The trial involved a total of 546 patients with unresectable stage III NSCLC. All patients received induction chemotherapy with paclitaxel (225 mg/m2) and IV carboplatin (area under the curve 6) on day one, every three weeks for two cycles. A total of 271 patients on the investigational arm also received a starting dose of 200 mg thalidomide daily that was increased by 100 mg every week as tolerated up to a total daily dose of 1,000 mg. After induction therapy, patients with a response or stable disease underwent thoracic radiation therapy beginning between day 43 and 50 from the start of induction therapy. The primary objective of this study was to compare the survival of patients with unresectable stage III non–small-cell lung cancer (NSCLC) treated with combined chemoradiotherapy with or without thalidomide.

Median overall survival, progression-free survival, and overall response rate were 15.3 months, 7.4 months, and 35.0%, respectively, for patients in the paclitaxel/carboplatin (PC) arm, compared with 16.0 months (P = 0.99), 7.8 months (P = 0.96), and 38.2% (P = 0.47), respectively, for patients in the paclitaxel/carboplatin/thalidomide (TPC) arm.

The following data were reported for adverse effects:

• Overall, grade 3 adverse events were seen more often in the TPC than the PC arm (53% v 44%; P=0.004)

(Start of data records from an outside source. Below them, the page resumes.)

PR #4272, opened 2018-05-14
testing/gist: new aport

refacto:
https://github.com/jdowner/gist
gist command line interface

### DIFF
--- a/testing/gist/APKBUILD
+++ b/testing/gist/APKBUILD
@@ -1,0 +1,35 @@
+# Contributor: Sascha Paunovic <azarus@posteo.net>
+# Maintainer: Sascha Paunovic <azarus@posteo.net>
+pkgname="gist"
+_pkgname="python-$pkgname"
+pkgver=0.6.1
+pkgrel=0
+pkgdesc="gist command line interface"
+url="https://github.com/jdowner/gist"
+arch="noarch"
+license="MIT"
+depends="python3"
+makedepends="python3-dev"
+source="https://files.pythonhosted.org/packages/source/${_pkgname:0:1}/$_pkgname/$_pkgname-$pkgver.tar.gz"
+builddir="$srcdir/$_pkgname-$pkgver"
+
+build() {
+	cd "$builddir"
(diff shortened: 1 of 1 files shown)


testing/gist/APKBUILD
```diff
@@ -0,0 +1,35 @@
...
+	mkdir tests # Make checks pass
+	python3 setup.py test
+}
+
+package() {
+	cd "$builddir"
+	python3 setup.py install --prefix=/usr --root="$pkgdir"
+
+	# remove unneeded files
+	rm $pkgdir/usr/share/$pkgname/LICENSE
```
tcely: You should quote `$pkgdir` otherwise this `rm` breaks when the absolute path contains a space.

testing/gist/APKBUILD
```diff
@@ -0,0 +1,35 @@
+# Contributor: Sascha Paunovic <azarus@posteo.net>
+# Maintainer: Sascha Paunovic <azarus@posteo.net>
+pkgname="gist"
+_pkgname="python-gist"
```
tcely: Consider: `_pkgname="python-$pkgname"`

testing/gist/APKBUILD
refacto: Agreed.

testing/gist/APKBUILD
refacto: Thanks!

testing/gist/APKBUILD
```diff
@@ -0,0 +1,35 @@
...
+pkgname="gist"
+_pkgname="python-$pkgname"
+pkgver=0.6.1
+pkgrel=0
+pkgdesc="gist command line interface"
+url="https://github.com/jdowner/gist"
+arch="noarch"
+license="MIT"
+depends="python3"
+makedepends="python3-dev py-setuptools"
```
jirutka: `py-setuptools` is for python2, it should not be needed for python3.

maxice8:
Can't be merged, depends on unpackaged python-gnupg

PR #4274, opened 2018-05-14
non-free/adobe-flashplayer: upgrade to 29.0.0.171

refacto:


refacto:
This works with current testing/firefox and community/firefox-esr.

PR #4278, opened 2018-05-14
testing/wireguard-tools: Document pkgrel/_toolsrel requirement

neuschaefer:
This is the remaining part of #4235, just a small comment to help contributors who change the pkgrel variable in wireguard-tools.

cc @zx2c4


andypost:
@itoffshore is this comment enough? Maybe mention that packages should be upgraded same time?

PR #4263, opened 2018-05-11
main/feh: upgrade to 2.26.4

prspkt:

PR #4287, opened 2018-05-15
main/feh: upgrade to 2.26.2

refacto:


refacto:
whoops, #4263 already did this, but the 1.26.2 caught me off-guard

PR #4302, opened 2018-05-17
main/nfs-utils: Fix and enable rpc.svcgssd

jantatje:
Enabled svcgssd build flag, applied patch from gentoo to make it build and wrote another patch to fix segfaults, because musl returns -1 for sysconf(_SC_GETGR_R_SIZE_MAX), which was not handled at all, thus allocating a smaller buffer than needed.

This allows NFSv4 to use kerberos authentication and encryption.

Edit: Apparently the nfs-utils-svcgssd_undefined_reference.patch is from redhat, gentoo just uses it, too.

### DIFF
--- a/main/nfs-utils/APKBUILD
+++ b/main/nfs-utils/APKBUILD
@@ -2,7 +2,7 @@
 # Maintainer: Natanael Copa <ncopa@alpinelinux.org>
 pkgname=nfs-utils
 pkgver=2.3.1
-pkgrel=3
+pkgrel=4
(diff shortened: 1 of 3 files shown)


jantatje:
This fixes [bug 8470](https://bugs.alpinelinux.org/issues/8470)

HRio:
@clandmeter can we commit this?

HRio:
@ncopa seems you are assigned to 8470, have you seen this PR?

PR #4315, opened 2018-05-19
testing/wireguard: upgrade to 0.0.20180519

zx2c4:
```
  * chacha20poly1305: add mips32 implementation
  
  "The OpenWRT Commit" - this significantly speeds up performance on cheap
  plastic MIPS routers, and presumably the remaining MIPS32r2 super computers
  out there.
  
  * timers: reinitialize state on init
  * timers: round up instead of down in slack_time
  * timers: remove slack_time
  * timers: clear send_keepalive timer on sending handshake response
  * timers: no need to clear keepalive in persistent keepalive
  
  Andrew He and I have helped simplify the timers and remove some old warts,
  making the whole system a bit easier to analyze.
  
  * tools: fix errno propagation and messages
  
  Error messages are now more coherent.
  
  * wg-quick: use invoking shell in auto rooting
  
  Rather than letting sudo use bash from PATH, we now have it use whatever bash
  is currently executing the script.
  
  * device: remove allowedips before individual peers
  
  This avoids an O(n^2) traversal in favor of an O(n) one. Before systems with
  many peers would grind when deleting the interface.
  
  * dns-hatchet: update paths
  
  Our reorganizing of the wg-quick bash paths was not sync'd with this patch,
  resulting in some trivial problems for Fedora and OpenSUSE.
  
  * compat: backport for OpenSUSE 15
  
  Usual compat fixes.
  
  * wg-quick: add darwin implementation
  
  We released a Darwin implementation of wg-quick(8), to be used with the new
  wireguard-go snapshot.
  
  * wg-quick: darwin: ensure socket directory exists
  * wg-quick: darwin: remove v6 routes after shutdown
  * wg-quick: darwin: bash correctness
  * wg-quick: darwin: restore DNS on down
  * wg-quick: darwin: use bash from environment and require bash 4+
  * wg-quick: darwin: sometimes there are no network services
  * wg-quick: darwin: avoid routing loop if no default
  * wg-quick: darwin: networksetup does not like missing stdio
  * wg-quick: darwin: reorder functions
  * wg-quick: darwin: simpler inclusion check
  
  After a pretty intense first few days of the new macOS port, we've fixed a few
  bugs and improved functionality of wg-quick(8).
  
  * ncat-client-server: add wg-quick variant
  
  We now have client-quick.sh that does the same as client.sh except it builds a
  file for wg-quick(8), which can then be used in `wg-quick up demo`.
```

### DIFF
--- a/testing/wireguard-tools/APKBUILD
+++ b/testing/wireguard-tools/APKBUILD
@@ -2,7 +2,7 @@
 # Maintainer: Stuart Cardall <developer@it-offshore.co.uk>
 
 pkgname=wireguard-tools
-pkgver=0.0.20180513
+pkgver=0.0.20180519
 pkgrel=0
 pkgdesc="Next generation secure network tunnel: userspace tools"
 arch='all'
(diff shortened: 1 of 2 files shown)


andypost:
Commited http://dup.pw/aports/57554cf6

• There was no difference in grade 4 and 5 incidence between the two regimens, with 32% of grade 4 and 1% of grade 5 events observed in each arm

• There was a statistically significantly higher rate of grade 3 or greater thomboembolic events in the TPC arm (11%) compared with the control arm (3%; P<0.001), even with the addition of prophylactic aspirin.

• Patients in the TPC arm had a statistically significantly higher incidence of the following grade 3 toxicities compared with patients in the PC arm: fatigue, depressed consciousness, dizziness, sensory neuropathy, tremor, constipation, dyspnea, hypoxia, hypokalemia, rash, and oedema.

The researchers concluded that thalidomide does not offer an additional therapeutic strategy in the management of NSCLC as it did not improve progression-free survival, overall survival or overall response.